Liverpool’s new owners secured the club for a cash payment of less than £218m, recently filed company documents reveal.
http://blogs.telegraph.co.uk/sport/?p=100014576&preview=trueThe precise figure that principal owner John W Henry, club chairman Tom Werner and their New England Sports Ventures group paid for the equity in the club is contained in a slew of Companies House filings made in the two months since the Boston Red Sox owners took control at Anfield.
NESV won control of the club after former chairman Martin Broughton successfully forced through the sale against the wishes of former owners Tom Hicks and George Gillett.
According to the filings NESV paid £217,778,550 for the equity in the club, effectively the amount Hicks and Gillett owed to principal lender Royal Bank of Scotland.
They also assumed responsibility for debts to RBS of around £83m, taking the transaction value to a round £300m.
The loans, secured against Anfield and the club’s Melwood training ground, are in two parts, one relating to the new stadium project and the other a rolling credit facility.
The company filings and a posting on the club’s website also reveal, somewhat surprisingly that, like their predecessors, Henry and Werner have an equal say in decision making at Anfield, sharing 50% of the voting rights in the company.
The statement on the club website reads: “John Henry and Tom Werner are the ultimate owners of The Liverpool Football Club and Athletic Grounds Limited (the Club), each owning 50% of the voting rights in the Club.”
The revelation that the new owners have, like Hicks and Gillett, an equal share in decision-making has prompted fears that any dispute could destabilise the club.
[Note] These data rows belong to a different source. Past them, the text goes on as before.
PR #189, opened 2020-04-27
add missing export of stdc++fs and TinyXML2 via modern CMake

dirk-thomas:
Related to ros2/ros2#904.

### DIFF
--- a/pluginlib/pluginlib-extras.cmake
+++ b/pluginlib/pluginlib-extras.cmake
@@ -44,3 +44,10 @@ endif()
 find_package(tinyxml2_vendor REQUIRED)
 find_package(TinyXML2 REQUIRED)
 list(APPEND pluginlib_LIBRARIES ${TinyXML2_LIBRARIES})
+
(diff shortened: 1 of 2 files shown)


pluginlib/pluginlib-extras.cmake
```diff
@@ -44,3 +44,10 @@ endif()
 find_package(tinyxml2_vendor REQUIRED)
 find_package(TinyXML2 REQUIRED)
 list(APPEND pluginlib_LIBRARIES ${TinyXML2_LIBRARIES})
```
hidmic, line 46: @dirk-thomas do we have to export `tinyxml2` libraries along with `pluginlib`'s now that it is an exported interface?

dirk-thomas: Yes, the modern CMake approach is only added - it doesn't remove the classic CMake variable to maintain backward compatibility.

hidmic (approved):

Hicks and Gillett each owned 50% of Liverpool’s equity, meaning their disputes ended in debilitating deadlock until the intervention of RBS and Broughton.
A spokesman for the club told the Daily Telegraph that the owners believe there will be no repeat of that situation despite the 50-50 split of voting rights.
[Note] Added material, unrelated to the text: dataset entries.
PR #484, opened 2024-11-05
feat(document-model-libs): QA updates 2

ryanwolhuter:
New QA updates:

- Remove input on type for JSON editor for now, the debounce is being weird
- add delete buttons for modules and operations
- add inputs for reducer exceptions
- add inputs for operation descriptions
- add tabs layout for global and local

### DIFF
--- a/packages/document-model-libs/.storybook/main.ts
+++ b/packages/document-model-libs/.storybook/main.ts
@@ -1,10 +1,8 @@
-import { getConfig } from "@powerhousedao/codegen";
 import type { StorybookConfig } from "@storybook/react-vite";
 
-const { editorsDir } = getConfig();
 
 const config: StorybookConfig = {
-  stories: [`../${editorsDir}/**/*.stories.tsx`],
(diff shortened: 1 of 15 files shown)


packages/document-model-libs/.storybook/main.ts
```diff
@@ -1,10 +1,8 @@
-import { getConfig } from "@powerhousedao/codegen";
 import type { StorybookConfig } from "@storybook/react-vite";
 
-const { editorsDir } = getConfig();
```
acaldas, line 4: This doesn't work?

acaldas (approved):

packages/document-model-libs/.storybook/main.ts
ryanwolhuter: yeah at least on my machine, says there's a problem with cjs vs mjs 😢 it only breaks storybook. I think its a problem with the storybook runtime and ts config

He said the longstanding working relationship between Henry and Werner, and Henry’s “prevailing economic interest” in the club effectively gives him the casting vote, meant there would be no repeat of the Hicks and Gillett situation.
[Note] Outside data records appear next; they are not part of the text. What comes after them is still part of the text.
PR #499, opened 2024-11-08
feat(codegen): generate actions exceptions

gpuente:
## Description:

- Added code generation for exceptions

Code generation sample:

```typescript
export type ErrorCode =
    | 'InvalidAddressFormat'
    | 'UnknownNetwork'
    | 'DuplicatedName'
    | 'NameTooLong'
    | 'TitleTooLong'
    | 'InvalidName'
    | 'InvalidTitle';

export interface ReducerError {
    errorCode: ErrorCode;
}

export class InvalidAddressFormat extends Error implements ReducerError {
    errorCode = 'InvalidAddressFormat' as ErrorCode;
    constructor(message = 'InvalidAddressFormat') {
        super(message);
    }
}

export class UnknownNetwork extends Error implements ReducerError {
    errorCode = 'UnknownNetwork' as ErrorCode;
    constructor(message = 'UnknownNetwork') {
        super(message);
    }
}

export class DuplicatedName extends Error implements ReducerError {
    errorCode = 'DuplicatedName' as ErrorCode;
    constructor(message = 'DuplicatedName') {
        super(message);
    }
}

export class NameTooLong extends Error implements ReducerError {
    errorCode = 'NameTooLong' as ErrorCode;
    constructor(message = 'NameTooLong') {
        super(message);
    }
}

export class TitleTooLong extends Error implements ReducerError {
    errorCode = 'TitleTooLong' as ErrorCode;
    constructor(message = 'TitleTooLong') {
        super(message);
    }
}

export class InvalidName extends Error implements ReducerError {
    errorCode = 'InvalidName' as ErrorCode;
    constructor(message = 'InvalidName') {
        super(message);
    }
}

export class InvalidTitle extends Error implements ReducerError {
    errorCode = 'InvalidTitle' as ErrorCode;
    constructor(message = 'InvalidTitle') {
        super(message);
    }
}


export const errors = {
    SetWallet: {
        InvalidAddressFormat,
        UnknownNetwork,
    },
    AddActiveSigner: {
        DuplicatedName,
        NameTooLong,
        TitleTooLong,
        InvalidName,
        InvalidTitle,
    },
};


```


packages/codegen/src/codegen/.hygen/templates/powerhouse/generate-document-model-module/customReducers.esm.t
```diff
@@ -9,6 +9,7 @@ unless_exists: true
 */
 
 import { <%= h.changeCase.pascal(documentType) %><%= h.changeCase.pascal(module) %>Operations } from '../../gen/<%= module %>/operations';
+import { default as Exceptions } from '../../gen/<%= module %>/exceptions';
```
acaldas: I wouldn't import the errors here yet since we are not doing anything with them.

Right now, the Operation type has a error?: string; property, it might be helpful in the future to have a way to infer the errors from each action type. But not something for now.

packages/codegen/src/codegen/.hygen/templates/powerhouse/generate-document-model-module/exceptions.esm.t
```diff
@@ -0,0 +1,30 @@
...
+    constructor(message = '<%= h.changeCase.pascal(error.name) %>') {
+        super(message);
+    }
+}
+
+<% }); _%>
+<% }); _%>
+
+
+export default {
```
acaldas: Let's avoid default exports and use named exports instead.

Exporting the error classes is interesting but I think we should also export each error an object and type/interface for each error, since classes are for runtime only.

packages/codegen/src/codegen/.hygen/templates/powerhouse/generate-document-model-module/exceptions.esm.t
acaldas, line 1: For consistency, we should keep the `error` naming instead of `exceptions`.

gpuente: fix: [fe3acc8](https://github.com/powerhouse-inc/powerhouse/pull/499/commits/fe3acc8cc9ed6c6420ba92eb644fd38a01fbcbb5)

packages/codegen/src/codegen/.hygen/templates/powerhouse/generate-document-model-module/exceptions.esm.t
gpuente: fix: [fe3acc8](https://github.com/powerhouse-inc/powerhouse/pull/499/commits/fe3acc8cc9ed6c6420ba92eb644fd38a01fbcbb5)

“John W Henry and Tom Werner are close friends and confer repeatedly on all issues relating to Liverpool Football Club,” the spokesman said. “They have worked together for 10 years at the Boston Red Sox without disagreement, and will continue to work together going forward.
“Were there to be any dispute principal owner John Henry has the prevailing economic interest and would have the means to resolve any issue.”
The company filings reveal that NESV’s ownership of Liverpool is held via a new UK-registered holding company, UK Sports Ventures Holding Company Limited (KSV), a subsidiary of NESV.
UKSV has just two directors, Edward Weiss, general counsel for NESV and the Red Sox, and David Ginsberg, an investment banker and colleague of Henry’s who is also on the football club board, and is vice-chairman of NESV and the Red Sox.
Beneath UKSV are two companies, Anfield Arena Limited, established by Hicks and Gillett which appears to be the vehicle for the stadium development, and Liverpool Football Club and Athletics Grounds Limited (LFCAG), the football club business.
Henry and Werner are both on the LFCAG board, and are joined by three long-standing American colleagues, Ginsberg, Michael Gordon and Jeffrey Vinik. According to the club none of them owns more than 10% of the equity.
According to the Red Sox media guide Ginsberg, who currently runs Raptor Group Holdings, an investment group he founded, began his financial career at NatWest USA. He rose to head their mergers and acquisitions department.
He worked in London as a fund manager for Global Asset Management before joining John W Henry & Company as a special advisor to Henry. He played a key role negotiating NESV’s takeover of the Red Sox.
Vinik, an MBA graduate of Harvard Business School, made his name and fortune as a fund manager, and earlier this year he bought the Tampa Bay Lightning NHL ice hockey franchise.
He worked for Magellan for four years before starting his own fund Vinik Asset Management. His Wikipedia entry states that he made a 93% return for his investors in the first year and 50% in each of the next three. In 2000 he closed the find and concentrated on his own investments.
There is little biographical information available on Gordon, but he is understood to be a former colleague of Werner, one of the most successful comedy producers in American television with credits including Soap.